** WORK ORDER **
Repeat, please, only the lines from the top of the data down to the line with "One real bug"; include both of those lines.

** Dataset excerpts **

PR #145, opened 2026-08-07
feat(workflow): support named agent threads

rgarcia:
## Problem

I often use workflows where a small-model implementer works in a loop with a large-model reviewer until the reviewer is happy.

Each `agent()` call currently starts with a fresh conversation history. The implementer has to reconstruct its context every turn, which burns tokens and can make review loops slow or fail to converge.

## Change

This adds an optional `thread` to `agent()`. Calls using the same thread name re-enter the same Pi session with its full conversation history and session ID:

```js
const change = await agent('Implement the change.', {
  tier: 'small',
  thread: 'work-session',
})

const review = await agent(`Review the implementation:\n${change}`, {
  tier: 'big',
})

await agent(`Address this review:\n${review}`, {
  tier: 'small',
  thread: 'work-session',
})
```

Threads are scoped to one workflow invocation. Calls on the same thread must be sequential, while unthreaded agents continue to start fresh sessions.

I also considered explicit continuation handles and retaining live `AgentSession` objects. Named threads keep the existing `agent()` return value and only retain the underlying session state needed for re-entry.

## Testing

- `npm test` — 1,194 passed
- [real-provider E2E](https://gist.github.com/rgarcia/30de4db460fd3329f73b858fa5076afa) using `openai-codex/gpt-5.6-sol`
- regression coverage for retries, timeouts, concurrent thread use, worktree isolation, persistence, and workflow resume


QuintinShaw (changes requested):
Thanks @rgarcia — the API shape is clean (keep agent() returning values, re-enter via SessionManager, dispose the AgentSession each turn), and the regression suite around concurrency, worktree rejection, timeout settle-before-retry, journal hash compat, nested sharing, and resume barriers is solid. maintainerCanModify is false on this PR, so I can't push fixes myself.

One real bug before merge:

Turn isolation via messages.length breaks after auto-compaction. In src/agent.ts the threaded path snapshots messagesBeforeTurn = session.messages.length and later does session.messages.slice(messagesBeforeTurn) for empty-output detection and structured lastText. Pi compaction is on by default and can rewrite session.messages inside prompt() after agent_end. After that rewrite the array is much shorter, the slice is empty, finalAssistantText returns "", and the turn is treated as AGENT_EMPTY_OUTPUT — so a turn that actually succeeded gets rolled back, and retries can hit the same wall. That matters for the main use case (multi-turn implementer loops). Length-based indexing is not compaction-safe.

Please key the turn off something stable across compaction — e.g. only inspect messages at/after the last user message when the prompt returns — and cover it with a test that rebuilds/shortens session.messages mid-turn the way compaction does. Apply the same window to the structured-output lastText callback.

Design notes (not merge blockers, but worth confirming):

- Threaded calls as sticky resume barriers means pause/resume starts the thread from scratch and re-runs everything after the first threaded call live. Documented — just want to be sure you're happy with that cost for checkpointy loops.
- Nested workflows sharing bare thread names is powerful for parent→child→parent, and also a silent collision hazard if a child picks the same name independently. Intentional?
- Changing model/tier/agentType across turns on one thread is currently allowed. Intentional?

Happy to re-review once the compaction/turn-window fix is in.

rgarcia:
Thanks for catching the compaction bug — you were right, and it reproduced exactly as described. Fixed in 821dd9e (branch also rebased onto main to clear conflicts).

**The fix.** I went with something slightly stronger than the last-user-message window: the turn's transcript is now collected from `message_end` events on the session (user prompt, assistant messages, tool results, and any schema repair re-prompts all flow through it), and both the empty-output check and the structured `lastText` fallback read that collected window. Index/slice logic on `session.messages` is gone entirely. Two reasons over the user-message anchor:

- In the split-turn case (one turn bigger than `keepRecentTokens`), compaction summarizes away the turn's own user message, so there's no stable user anchor left in the rebuilt array.
- `resolveStructuredOutput`'s repair re-prompts append additional user messages mid-turn; anchoring on the *last* user message would exclude the original response that usually carries the prose payload.

The event window is append-only per turn, so compaction rewriting `session.messages` mid-`prompt()` can't touch it.

**Tests.** Two new integration tests trigger real auto-compaction inside `prompt()` (small `reserveTokens` threshold + a ~54k-token reply, which also exercises the split-turn double-summary path) on the third turn of a named thread — one unstructured, one structured with prose-JSON extraction. Before the fix they fail with exactly `AGENT_EMPTY_OUTPUT` and `SCHEMA_NONCOMPLIANCE`; after it, both turns return their real output. Full suite + release gate green.

**On the design questions:**

- *Resume barriers:* intentional. Replaying a transcript-mutating turn from the journal would hand back a cached result without re-entering the session, desyncing the thread's actual state from what the script believes happened. For checkpointy loops the honest options were "restart the thread live" or "persist full session state into the journal," and the latter didn't seem worth the complexity for v1. Happy with the cost, and it's documented.
- *Nested bare-name sharing:* intentional for parent→child→parent handoffs, but you're right that it's a silent collision hazard for an independently-written child. I've made the guidance explicit in `references/runtime.md`: bare names deliberately re-enter the parent's session; prefix child-internal threads (e.g. `lint:implementer`). If you'd rather have isolation-by-default with an explicit opt-in for sharing, I'm open to that as a follow-up — it's a behavior change I didn't want to fold into this fix.
- *Model/tier changes across turns:* intentional — escalating a stuck implementer thread to a bigger model mid-loop is a real use case, and Pi sessions already support model switching on an existing transcript. Also now documented. Can add a one-time warn log if you'd prefer it loud.

QuintinShaw:
Thanks — collecting the turn from message_end instead of a length snapshot is the right fix, and the two tests really do trip Pi auto-compaction mid-prompt(), including the split-turn path. Happy with the design answers as documented.

QuintinShaw (approved):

** WRITTEN RESPONSE **
PR #145, opened 2026-08-07
feat(workflow): support named agent threads

rgarcia:
## Problem

I often use workflows where a small-model implementer works in a loop with a large-model reviewer until the reviewer is happy.

Each `agent()` call currently starts with a fresh conversation history. The implementer has to reconstruct its context every turn, which burns tokens and can make review loops slow or fail to converge.

## Change

This adds an optional `thread` to `agent()`. Calls using the same thread name re-enter the same Pi session with its full conversation history and session ID:

```js
const change = await agent('Implement the change.', {
  tier: 'small',
  thread: 'work-session',
})

const review = await agent(`Review the implementation:\n${change}`, {
  tier: 'big',
})

await agent(`Address this review:\n${review}`, {
  tier: 'small',
  thread: 'work-session',
})
```

Threads are scoped to one workflow invocation. Calls on the same thread must be sequential, while unthreaded agents continue to start fresh sessions.

I also considered explicit continuation handles and retaining live `AgentSession` objects. Named threads keep the existing `agent()` return value and only retain the underlying session state needed for re-entry.

## Testing

- `npm test` — 1,194 passed
- [real-provider E2E](https://gist.github.com/rgarcia/30de4db460fd3329f73b858fa5076afa) using `openai-codex/gpt-5.6-sol`
- regression coverage for retries, timeouts, concurrent thread use, worktree isolation, persistence, and workflow resume


QuintinShaw (changes requested):
Thanks @rgarcia — the API shape is clean (keep agent() returning values, re-enter via SessionManager, dispose the AgentSession each turn), and the regression suite around concurrency, worktree rejection, timeout settle-before-retry, journal hash compat, nested sharing, and resume barriers is solid. maintainerCanModify is false on this PR, so I can't push fixes myself.

One real bug before merge:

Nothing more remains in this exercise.